Artificial intelligence - often called AI - refers to a wide range of technologies that enable machines to recognize, act and learn. And in a degree as it was unthinkable just a few years ago. AI will change business models in a way that we have not seen since the introduction of enterprise IT systems in the 1980s.
We do not want to bore you with a full assessment of the topic at this point. On the one hand the connections are highly complex, on the other hand the current hype topics AI, Machine Learning and Big Data are difficult to distinguish from each other. Moreover, the application with new frameworks and cloud infrastructure is getting easier and cheaper. This makes the technology basically tangible for almost every software engineer and the barriers to entry in the topic are constantly falling.
Partial Autonomous Driving
Lane departure warning, glare-free high beam, pedestrian recognition - almost no car manufacturer dares to introduce a new model without at least some of the above assistance systems. Pedestrian recognition, for example, uses computer vision, i.e. machine vision to detect people in front of the vehicle. All have in common that you work with methods of artificial intelligence and thus make driving a little safer today. Little attention is focused on Fleet Learning, which is collecting data from every single vehicle on the road. Only with these huge amounts of data - which incidentally all lie in the data centers of the large Silicon Valley Group - is the next step towards fully autonomous driving possible.

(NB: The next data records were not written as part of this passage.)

PR #620, opened 2022-07-01
Update of the translations of ``base_facturx`` and ``account_invoice_facturx``.

eferriere:
This is an update of the translations of ``base_facturx`` and ``account_invoice_facturx``.


pedrobaeza:
This is not correct picked and it's more than translations. Besides, translations are done on https://translation.odoo-community.org/

PR #562, opened 2024-06-09
Add API synopsis titles and cross references

gmlueck:
Add a title to each `[source]` block that is a synopsis.  The title uses
`[apidef]` if the title is a unique name for a SYCL identifier,
otherwise it uses `[apititle]`.

Also add an extension which creates automatic cross references to the
`[apidef]` synopses.  In order to make a cross reference, use the
Asciidoc role `[api]`.  This is styled like `[code]` but also creates a
cross reference.  For example, `[api]#foo#` creates a cross reference to
the synopsis whose title is `[apidef]#foo#`.

Replace some uses of `[code]` with `[api]` in the sections defining the
math builtins.

### DIFF
--- a/adoc/config/api_xrefs/extension.rb
+++ b/adoc/config/api_xrefs/extension.rb
@@ -1,0 +1,124 @@
+# Copyright (c) 2011-2024 The Khronos Group, Inc.
+# SPDX-License-Identifier: Apache-2.0
+
+require 'asciidoctor/extensions' unless RUBY_ENGINE == 'opal'
+
+include ::Asciidoctor
+
+# Make automatic cross references for API names in the HTML render.
+#
+# This extension assumes that APIs are defined in Asciidoc as listing blocks
+# with a particular structure:
+#
+# * The listing block must define an "id" attribute;
+# * The listing block must have a title; and
+# * The title must have one occurrence of the "[apidef]" role, where the text
+#   in that role is the name of the API.
+#
+# Here is an example that defines the API "foobar":
+#
+#   .[apidef]#foobar#
+#   [source,id=api:foobar]
+#   ----
+#   int foobar(void* p)
+#   ----
+#
+# This extension also looks for occurrences of the "[api]" role.  The text in
+# this role must exactly match the text in one of the "[apidef]" roles.  This
+# extension wraps the text in the "[api]" role with a cross reference link
+# to the listing block with the corresponding "[apidef]".  For example, consider
+# Asciidoc like this:
+#
+#   Use the [api]#foobar# function to initialize the system.
+#
+# This extension wraps the text "foobar" with an HTML anchor that links to the
+# listing block whose id is "api::foobar".
+#
+# Note that an "API" can be anything.  This extension only cares that the text
+# in the "[apidef]" role matches the text in the "[api]" role.
+#
+# Typically, projects using this extension also provide some custom CSS styling
+# for the "apidef" and "api" HTML classes.
+
+class AddApiXrefs < Extensions::Postprocessor
+  include Asciidoctor::Logging
+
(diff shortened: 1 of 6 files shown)


adoc/config/api_xrefs/extension.rb
```diff
@@ -0,0 +1,124 @@
...
+      # where the <a> element above may or may not be present, depending on
+      # whether the listing block also uses the "synopsis" extension.
+      #
+      lines = output.lines
+      num_lines = lines.length-1
+      api_to_id = {}
+      match_id_last = nil
+      match_id_last2 = nil
+      for i in 0..num_lines
+        line = lines[i]
```
TApplencourt, line 69: I don't know if you wrote the code or not (and interested on a review or not) but someline line

`output.each { |line|` is more "ruby-ish"

gmlueck: Thanks.  Fixed in e119a2f8272880dadbbabe0a2654f92342ec69ad.

These last few PRs were basically my first Ruby program ever, so I'm sure I could use some pointers on style.

TApplencourt: Welcome to the Better Python :)

TApplencourt: To be fancy and avoid state, in theory, you can do 
```
      api_to_id =  output.lines.cons(3).filter_map { |pre_previous, pre_previous, current|
       continue if no_key
       [api,api_id] }.to_h
      ```
      The good thing with this approach is the check for duplicate keys can be prepared in another block. Make function more "pure" / single-responsibility  (you iterate twice ofc, but 🤷🏽 , I think "readable"  it more important than performance in ruby) 
      ```
            api_to_id_a =  output.lines.cons(3) { |pre_previous, pre_previous, current|  [api,api_id] }
      
           api_to_id_a.map { |key, _|  log("duplicated key #{key}" if key in    api_to_id}
           api_to_id = api_to_id.to_h
      ```

**Comment by TApplencourt** [comment]
For fun, in ruby, we have the in-famous [flip-flop operator](https://en.wikipedia.org/wiki/Flip-flop_(programming)); in theory, it makes dealing with scope easier. In practice, it's unreadable.

File: adoc/config/api_xrefs/extension.rb (hunk 1 above)
Comment (gmlueck) [reply adoc/config/api_xrefs/extension.rb]: Is this what you had in mind: 72e2c30e4c1aa213601405400b95aa794c33f79c ?

Comment (TApplencourt) [reply adoc/config/api_xrefs/extension.rb]: Perfect! Lots of small independent blocks make it easier to review/understand. 

I think you api_id_array can be rewritten like
```
      api_id_array = output.lines.each_cons(3).filter_map do |prev2, prev1, cur|
        api = ApiDefSpan.scan(cur).first
        api_id = ApiDefSpan.scan(prev1).first || ApiDefSpan.scan(prev2).first
        [api, api_id] if api && api_id
      end
      ```
      
This rely on the fast that `scan` return an `empty` array when not finding anything, and that `first` return `nil` (which is false) for `emtpy array`.

gmlueck: Thanks again: 602767cf29ec1671b9c730998f3c158ea3070573

gmlueck: @TApplencourt let me know if I've addressed your concerns.  I'd like to get these editorial PRs merged.

TApplencourt (approved):

adoc/config/api_xrefs/extension.rb
TApplencourt: Perfect! You are now officially a rubyst!

gmlueck:
Merging as editorial.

The "old hands" knew it: Each machine in the factory has its peculiarities and if you fill in the right place in the right place oil, tightened a screw or just regularly off and on again you save yourself downtime or can keep the next maintenance short.

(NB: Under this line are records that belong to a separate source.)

PR #563, opened 2024-06-10
Add new non-normative note format

gmlueck:
Add a new format for non-normative notes.  This is the same format that the C++ specification uses, and we plan to migrate to this new format as we generally improve the formatting of the SYCL spec.

### DIFF
--- a/adoc/syclbase.adoc
+++ b/adoc/syclbase.adoc
@@ -64,6 +64,17 @@ include::config/attribs.adoc[]
 :cpp20: pass:[C++20]
 // Fortunately, the cpp macro for C++ is defined by default in AsciiDoctor
 
+// Use these to format a non-normative note.  The Asciidoc source:
+//
+//  {note}Caveat emptor.
+//  {endnote}
+//
+// is formatted like:
+//
+//  [Note: Caveat emptor. -- end note]
+:note: pass:q[[_Note:_ ]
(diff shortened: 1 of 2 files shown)


adoc/syclbase.adoc
```diff
@@ -64,6 +64,17 @@ include::config/attribs.adoc[]
...
+// Use these to format a non-normative note.  The Asciidoc source:
+//
+//  {note}Caveat emptor.
+//  {endnote}
+//
+// is formatted like:
+//
+//  [Note: Caveat emptor. -- end note]
+:note: pass:q[[_Note:_ ]
+:endnote: pass:q,a[_&#8212;{nbsp}end{nbsp}note_]]
```
TApplencourt, line 76: Does `&mdash;` work by luck? Just a little more readable

gmlueck: No, `&mdash;` causes the PDF converter to fail.  In fact, the [Asciidoc documentation](https://docs.asciidoctor.org/asciidoc/latest/subs/replacements/) recommends using numeric Unicode values for this reason:

> However, using named character references can cause problems when generating non-HTML output such as PDF because the lookup table needed to resolve these names may not be defined. The recommendation is avoid using named character references, with the exception of the well-known ones defined in XML (i.e., lt, gt, amp, quot, apos). Instead, use numeric character references (e.g., \&#8364;).

TApplencourt (approved):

Today, experienced employees are either hard to get or retired. IT predictive maintenance systems are considered to be the most tangible aspect of Industry 4.0, using vast quantities of sensor data to improve productivity and prevent lost production
NLP - Processing of texts
Text is the most important form of human communication. With a text, it is possible to bridge space (e-mail) and time (book) and to keep information easily accessible. Thanks to the Internet, texts are available in huge quantities today and are just waiting to be exploited using Natural Language Processing. Last but not least, visualizations generated from texts help to understand complex relationships.
"Predictions are difficult, especially if they affect the future."
No matter if you attribute this quote to Karl Valentin, Winston Churchill or Niels Bohr: In any case it is worth knowing the possibilities and looking for advantages for your own company processes.
Fully Autonomous Driving
Let's be honest: standing alone would help us. Traffic jam assistants who drive us autonomously and safely through the morning traffic collapse will be able to use transfer times more productively. The prerequisite for this is not the next development step towards still cognitive abilities but also 5G networks. Only with de facto real-time communication can the data gained by Fleet learning be used in every driving situation.
One may stand by what one wants: Anthropologists see such machines as having a major impact on society. Future generations of sexrobots will have a much stronger similarity to human partners with artificial intelligence. And their communication skills are expected to make them more and more like interpersonal interaction.
Anyone who has ever tried Alexa to learn details about a product or to coordinate an appointment with Siri knows it: There's something else to come. Cortana & Co. are only beginning to exploit the potential of artificial intelligence. Here, considerable improvements can be expected in the coming years. A special attraction would be an independent solution from the big Silicon Valley corporations, which is available for everyone as an open source solution.